◆ Required action ◆
Extract, from the records beneath this instruction, each line that contains the word "docs".
(Exercise materials Opens)
PR #17761, opened 2015-06-17
=pro verify BC against all binary compatible versions

2m:
This is https://github.com/akka/akka/pull/17374 ported to master.

### DIFF
--- a/project/AkkaBuild.scala
+++ b/project/AkkaBuild.scala
@@ -53,7 +53,7 @@ object AkkaBuild extends Build {
         samplePersistenceJava, samplePersistenceScala, samplePersistenceJavaLambda,
         sampleRemoteJava, sampleRemoteScala, sampleSupervisionJavaLambda,
         sampleDistributedDataScala, sampleDistributedDataJava),
-      
+
       S3.host in S3.upload := "downloads.typesafe.com.s3.amazonaws.com",
       S3.progress in S3.upload := true,
       mappings in S3.upload <<= (Release.releaseDirectory, version) map { (d, v) =>
@@ -404,17 +404,28 @@ object AkkaBuild extends Build {
     mavenLocalResolverSettings ++
     JUnitFileReporting.settings ++ StatsDMetrics.settings
 
-  def akkaPreviousArtifact(id: String): Def.Initialize[Option[sbt.ModuleID]] = Def.setting {
+  def akkaPreviousArtifacts(id: String): Def.Initialize[Set[sbt.ModuleID]] = Def.setting {
     if (enableMiMa) {
-      val version: String = "2.4.0" // FIXME verify all 2.3.x versions
-      val fullId = crossVersion.value match {
-        case _ : CrossVersion.Binary => id + "_" + scalaBinaryVersion.value
-        case _ : CrossVersion.Full => id + "_" + scalaVersion.value
-        case CrossVersion.Disabled => id
+      val versions = {
+        val akka23Versions = Seq("2.3.11", "2.3.12", "2.3.13", "2.3.14")
+        val akka24Versions = Seq("2.4.0")
+        val akka24NewArtifacts = Seq(
+          "akka-cluster-sharding",
+          "akka-cluster-tools",
+          "akka-persistence",
+          "akka-distributed-data-experimental",
+          "akka-persistence-query-experimental"
+        )
+        scalaBinaryVersion.value match {
+          case "2.11" if !akka24NewArtifacts.contains(id) => akka23Versions ++ akka24Versions
+          case _ => akka24Versions // Only Akka 2.4.x for scala > than 2.11
+        }
       }
-      Some(organization.value % fullId % version) // the artifact to compare binary compatibility with
+
+      // check against all binary compatible artifacts
+      versions.map(organization.value %% id % _).toSet
     }
-    else None
+    else Set.empty
   }
 
   def loadSystemProperties(fileName: String): Unit = {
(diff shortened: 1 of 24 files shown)


project/plugins.sbt
```diff
@@ -17,7 +17,8 @@ addSbtPlugin("com.typesafe.sbt" % "sbt-site" % "0.7.1")
 
 addSbtPlugin("com.typesafe.sbt" % "sbt-osgi" % "0.6.0")
 
-addSbtPlugin("com.typesafe" % "sbt-mima-plugin" % "0.1.7")
+addSbtPlugin("com.typesafe" % "sbt-mima-plugin" % "0.1.7-1-g841f792")
+resolvers += Resolver.url("2m-sbt-plugins", url("https://dl.bintray.com/2m/sbt-plugins/"))(Resolver.ivyStylePatterns)
```
ktoso: When can we release it "proper"? Who can?

project/AkkaBuild.scala
```diff
@@ -361,17 +361,27 @@ object AkkaBuild extends Build {
...
+
+      // check against all binary compatible artifacts
+      val artifacts =
+        for (version <- first23.to(last23).map("2.3." + _))
+          yield organization.value %% id % version
+
+      artifacts.toSet
     }
-    else None
+    else Set.empty
```
ktoso: nice

ktoso:
LGTM, though would like to release the plugin "for real" :)

project/plugins.sbt
2m: I know @dotta can. :) But we need to merge https://github.com/typesafehub/migration-manager/pull/64 first.

2m:
PLS BUILD

ktoso:
@2m should we merge this now?

ktoso:
Or we can't release the plugin still - only got repo admin rights?

ktoso:
@2m what's the status here?

patriknw:
@2m are we waiting for anything here or can we merge this?

project/plugins.sbt
patriknw: looks like it has been merged, could we release the proper version?

2m:
I was working on this yesterday. The only thing that we need here is to release `sbt-mima-plugin` which I am on currently.

patriknw:
thanks

patriknw:
any news here? Note that currently we are checking against 2.4.0. If we are to check against at least latest 2.3.x we need a way to define different mima-filters for different versions.

2m:
Play 2.4.3 uses Akka 2.3.13, and Play 2.3.10 is using Akka 2.3.4. Spark 1.5.1 is using Akka 2.3.11. It looks like we need to go back as much back as 2.3.4 when checking 2.4.x BC.

patriknw:
To be honest I think those that are using Akka 2.3.4 have serious problems anyway.
If we can use the same mima filter for 2.3.4 I don't mind checking, but trying to reproduce the exact filter that for 2.3.4 is a major undertaking (I think).

ktoso:
+1 for checking `2.3.11`, `2.3.14`, `2.4.0`

2m:
Addded version conditional BC issue filters. Note that on a subsequent (if any) 2.3.x release `bcIssuesBetween23and24` filters will have to be moved to the new version.

project/AkkaBuild.scala
```diff
@@ -404,17 +404,26 @@ object AkkaBuild extends Build {
...
-        case _ : CrossVersion.Full => id + "_" + scalaVersion.value
-        case CrossVersion.Disabled => id
+      val versions = {
+        val akka23Versions = Seq("2.3.11", "2.3.12", "2.3.13", "2.3.14")
+        val akka24Versions = Seq("2.4.0")
+        scalaBinaryVersion.value match {
+          case "2.11" if !Seq(
+            "akka-cluster-sharding",
+            "akka-cluster-tools",
+            "akka-persistence",
```
patriknw: what does this mean? is it excluding those modules from compat check?

2m: It means no `2.3.x` versions for these modules.

patriknw: but akka-persistence-2.4-SNAPSHOT would still be checked against akka-persistence-2.4.0?

2m: Yes, it will be matched by the next case statement.

ktoso: can we make this a bit more named methods? I also was a bit confused what actually will be tested

patriknw: ah, now I see. please extract to something like
```scala
val newArtifactsInAkka24 = Set(
            "akka-cluster-sharding",
            "akka-cluster-tools",
            "akka-persistence",
            "akka-distributed-data-experimental",
            "akka-persistence-query-experimental")
```

project/plugins.sbt
```diff
@@ -17,7 +17,8 @@ addSbtPlugin("com.typesafe.sbt" % "sbt-site" % "0.7.1")
 
 addSbtPlugin("com.typesafe.sbt" % "sbt-osgi" % "0.6.0")
 
-addSbtPlugin("com.typesafe" % "sbt-mima-plugin" % "0.1.7")
+addSbtPlugin("com.typesafe" % "sbt-mima-plugin" % "0.1.7-32-g3bebac4")
+resolvers += Resolver.url("2m-sbt-plugins", url("https://dl.bintray.com/2m/sbt-plugins/"))(Resolver.ivyStylePatterns)
```
ktoso: If we merge in this form let's have a ticket for updating once MiMa gets a release.

2m: Okay. https://github.com/akka/akka/issues/18765

patriknw:
LGTM

patriknw:
@2m looks like the akka-docs jenkins job failed with unresolved dependency: com.typesafe#sbt-mima-plugin;0.1.7-32-g3bebac4: not found

https://jenkins.akka.io:8498/job/akka-docs/680/console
(Exercise materials Closes)
◆ Result below ◆
@2m looks like the akka-docs jenkins job failed with unresolved dependency: com.typesafe#sbt-mima-plugin;0.1.7-32-g3bebac4: not found
https://jenkins.akka.io:8498/job/akka-docs/680/console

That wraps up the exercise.